* **Description of the task**
Every line that contains the word "whatever" should be copied from the records below.
-- Opening Marker --
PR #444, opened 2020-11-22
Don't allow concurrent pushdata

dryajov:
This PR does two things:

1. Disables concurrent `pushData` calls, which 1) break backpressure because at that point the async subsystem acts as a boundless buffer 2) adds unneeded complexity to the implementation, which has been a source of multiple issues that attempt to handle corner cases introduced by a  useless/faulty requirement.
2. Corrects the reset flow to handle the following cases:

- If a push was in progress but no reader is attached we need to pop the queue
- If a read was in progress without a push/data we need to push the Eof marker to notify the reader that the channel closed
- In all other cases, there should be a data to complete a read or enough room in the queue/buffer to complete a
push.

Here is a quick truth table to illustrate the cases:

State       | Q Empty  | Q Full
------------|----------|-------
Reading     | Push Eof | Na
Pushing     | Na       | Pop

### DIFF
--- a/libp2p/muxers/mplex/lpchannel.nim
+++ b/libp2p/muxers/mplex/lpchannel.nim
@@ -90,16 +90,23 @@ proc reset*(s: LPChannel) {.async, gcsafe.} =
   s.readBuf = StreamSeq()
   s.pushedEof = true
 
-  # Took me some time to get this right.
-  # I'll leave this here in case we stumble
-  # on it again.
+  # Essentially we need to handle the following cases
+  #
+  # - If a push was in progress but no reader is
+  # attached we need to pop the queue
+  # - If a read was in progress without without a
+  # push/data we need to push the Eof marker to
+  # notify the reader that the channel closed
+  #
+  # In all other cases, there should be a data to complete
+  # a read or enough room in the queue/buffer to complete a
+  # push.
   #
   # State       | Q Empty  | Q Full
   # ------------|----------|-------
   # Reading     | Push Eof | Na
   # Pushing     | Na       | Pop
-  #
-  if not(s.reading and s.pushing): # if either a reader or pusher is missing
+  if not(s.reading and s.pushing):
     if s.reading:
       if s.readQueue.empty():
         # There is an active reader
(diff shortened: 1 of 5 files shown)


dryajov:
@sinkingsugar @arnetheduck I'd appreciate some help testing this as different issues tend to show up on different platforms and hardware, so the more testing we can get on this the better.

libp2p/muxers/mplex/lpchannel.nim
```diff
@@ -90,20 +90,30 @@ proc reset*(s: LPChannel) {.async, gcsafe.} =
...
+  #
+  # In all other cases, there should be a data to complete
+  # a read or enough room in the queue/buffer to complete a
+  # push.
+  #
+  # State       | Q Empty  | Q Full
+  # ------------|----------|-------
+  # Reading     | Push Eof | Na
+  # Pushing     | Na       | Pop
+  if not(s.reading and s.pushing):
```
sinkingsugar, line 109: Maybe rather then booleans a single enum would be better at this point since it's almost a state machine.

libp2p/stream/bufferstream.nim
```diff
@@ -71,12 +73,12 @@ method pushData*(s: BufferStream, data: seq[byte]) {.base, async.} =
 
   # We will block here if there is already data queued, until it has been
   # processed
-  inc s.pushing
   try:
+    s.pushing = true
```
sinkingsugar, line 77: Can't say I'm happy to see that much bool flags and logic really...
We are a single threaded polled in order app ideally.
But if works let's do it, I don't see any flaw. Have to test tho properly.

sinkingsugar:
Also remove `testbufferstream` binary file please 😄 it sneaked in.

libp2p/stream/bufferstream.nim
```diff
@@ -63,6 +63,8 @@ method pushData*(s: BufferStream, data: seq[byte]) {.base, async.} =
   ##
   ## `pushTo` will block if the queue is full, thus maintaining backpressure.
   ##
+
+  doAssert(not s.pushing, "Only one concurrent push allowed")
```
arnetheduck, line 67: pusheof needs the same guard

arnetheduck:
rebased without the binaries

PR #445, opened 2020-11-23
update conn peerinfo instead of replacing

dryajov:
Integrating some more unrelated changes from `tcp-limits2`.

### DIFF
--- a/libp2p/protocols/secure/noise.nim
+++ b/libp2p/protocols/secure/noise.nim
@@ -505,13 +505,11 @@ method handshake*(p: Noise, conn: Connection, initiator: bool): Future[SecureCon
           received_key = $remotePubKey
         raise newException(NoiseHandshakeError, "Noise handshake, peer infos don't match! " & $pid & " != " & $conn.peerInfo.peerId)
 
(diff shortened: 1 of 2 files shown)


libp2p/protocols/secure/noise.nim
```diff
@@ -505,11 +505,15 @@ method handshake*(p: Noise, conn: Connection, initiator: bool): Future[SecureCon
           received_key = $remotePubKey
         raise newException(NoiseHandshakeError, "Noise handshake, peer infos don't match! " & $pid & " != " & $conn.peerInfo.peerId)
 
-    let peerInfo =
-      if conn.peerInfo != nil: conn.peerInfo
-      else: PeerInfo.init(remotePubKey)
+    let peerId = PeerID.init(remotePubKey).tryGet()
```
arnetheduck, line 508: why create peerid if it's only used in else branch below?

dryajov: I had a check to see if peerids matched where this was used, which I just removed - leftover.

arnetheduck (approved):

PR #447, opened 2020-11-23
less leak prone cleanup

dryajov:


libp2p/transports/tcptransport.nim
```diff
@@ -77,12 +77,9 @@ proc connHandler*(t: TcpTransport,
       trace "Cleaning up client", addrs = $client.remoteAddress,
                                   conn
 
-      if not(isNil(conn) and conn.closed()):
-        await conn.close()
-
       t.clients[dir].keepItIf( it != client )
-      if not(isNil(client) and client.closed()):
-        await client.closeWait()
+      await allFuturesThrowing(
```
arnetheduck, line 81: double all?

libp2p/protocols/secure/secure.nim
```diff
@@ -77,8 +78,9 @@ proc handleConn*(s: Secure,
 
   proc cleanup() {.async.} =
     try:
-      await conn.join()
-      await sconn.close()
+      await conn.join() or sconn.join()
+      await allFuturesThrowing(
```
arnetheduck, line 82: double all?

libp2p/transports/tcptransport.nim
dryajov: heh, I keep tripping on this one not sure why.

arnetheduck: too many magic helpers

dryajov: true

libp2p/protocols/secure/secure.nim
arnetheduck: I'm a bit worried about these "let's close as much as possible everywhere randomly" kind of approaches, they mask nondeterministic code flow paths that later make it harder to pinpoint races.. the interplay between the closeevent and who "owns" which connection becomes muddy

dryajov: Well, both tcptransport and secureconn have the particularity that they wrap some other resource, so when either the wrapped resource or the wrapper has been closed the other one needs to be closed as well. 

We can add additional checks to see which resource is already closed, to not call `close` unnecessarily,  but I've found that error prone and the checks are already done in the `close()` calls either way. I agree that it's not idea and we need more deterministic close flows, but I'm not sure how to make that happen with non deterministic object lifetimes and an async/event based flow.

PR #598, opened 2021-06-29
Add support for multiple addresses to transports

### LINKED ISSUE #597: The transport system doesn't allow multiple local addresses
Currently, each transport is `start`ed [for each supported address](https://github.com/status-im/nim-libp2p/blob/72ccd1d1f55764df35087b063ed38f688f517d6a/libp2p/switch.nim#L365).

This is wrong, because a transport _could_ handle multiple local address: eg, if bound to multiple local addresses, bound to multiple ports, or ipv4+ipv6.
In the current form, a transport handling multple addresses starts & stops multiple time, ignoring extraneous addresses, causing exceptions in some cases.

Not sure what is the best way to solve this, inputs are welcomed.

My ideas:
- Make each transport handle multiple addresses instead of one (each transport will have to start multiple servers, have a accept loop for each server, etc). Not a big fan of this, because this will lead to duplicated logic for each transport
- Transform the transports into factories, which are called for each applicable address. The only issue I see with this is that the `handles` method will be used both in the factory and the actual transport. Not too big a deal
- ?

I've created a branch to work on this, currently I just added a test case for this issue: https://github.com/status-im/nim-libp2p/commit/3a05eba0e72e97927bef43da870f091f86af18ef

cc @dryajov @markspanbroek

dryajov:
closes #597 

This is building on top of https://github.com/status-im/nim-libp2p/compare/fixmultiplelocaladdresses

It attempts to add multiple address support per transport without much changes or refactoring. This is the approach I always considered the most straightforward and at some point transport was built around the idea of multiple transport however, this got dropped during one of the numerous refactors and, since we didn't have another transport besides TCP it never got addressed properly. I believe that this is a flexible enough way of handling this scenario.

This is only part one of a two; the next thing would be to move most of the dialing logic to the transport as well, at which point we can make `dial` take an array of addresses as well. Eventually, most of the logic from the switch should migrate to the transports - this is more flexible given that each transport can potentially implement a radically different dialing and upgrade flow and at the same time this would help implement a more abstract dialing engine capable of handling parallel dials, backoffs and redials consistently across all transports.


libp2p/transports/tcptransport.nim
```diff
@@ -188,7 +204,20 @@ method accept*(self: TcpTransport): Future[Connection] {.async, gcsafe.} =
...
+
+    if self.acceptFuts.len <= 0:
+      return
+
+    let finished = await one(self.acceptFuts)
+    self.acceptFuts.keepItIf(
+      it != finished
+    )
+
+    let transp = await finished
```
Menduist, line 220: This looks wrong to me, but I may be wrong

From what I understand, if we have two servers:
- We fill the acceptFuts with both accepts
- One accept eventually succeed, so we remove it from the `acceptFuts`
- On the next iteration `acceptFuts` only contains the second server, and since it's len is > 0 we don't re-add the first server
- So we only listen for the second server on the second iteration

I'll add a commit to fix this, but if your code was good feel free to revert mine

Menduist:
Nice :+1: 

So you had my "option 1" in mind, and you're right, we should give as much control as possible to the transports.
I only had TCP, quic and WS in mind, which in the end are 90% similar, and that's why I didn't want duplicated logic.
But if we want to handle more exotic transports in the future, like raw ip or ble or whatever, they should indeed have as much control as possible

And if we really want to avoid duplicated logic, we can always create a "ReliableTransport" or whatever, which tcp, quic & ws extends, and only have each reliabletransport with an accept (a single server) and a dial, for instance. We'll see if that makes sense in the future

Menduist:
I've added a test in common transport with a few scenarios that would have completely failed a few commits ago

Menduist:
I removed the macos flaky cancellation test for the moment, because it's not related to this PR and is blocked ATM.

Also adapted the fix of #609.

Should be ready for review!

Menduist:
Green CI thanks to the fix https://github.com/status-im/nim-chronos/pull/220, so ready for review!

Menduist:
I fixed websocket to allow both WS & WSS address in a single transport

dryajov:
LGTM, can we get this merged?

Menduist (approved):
-- Closing Marker --
* **Result of the exercise**
But if we want to handle more exotic transports in the future, like raw ip or ble or whatever, they should indeed have as much control as possible
And if we really want to avoid duplicated logic, we can always create a "ReliableTransport" or whatever, which tcp, quic & ws extends, and only have each reliabletransport with an accept (a single server) and a dial, for instance. We'll see if that makes sense in the future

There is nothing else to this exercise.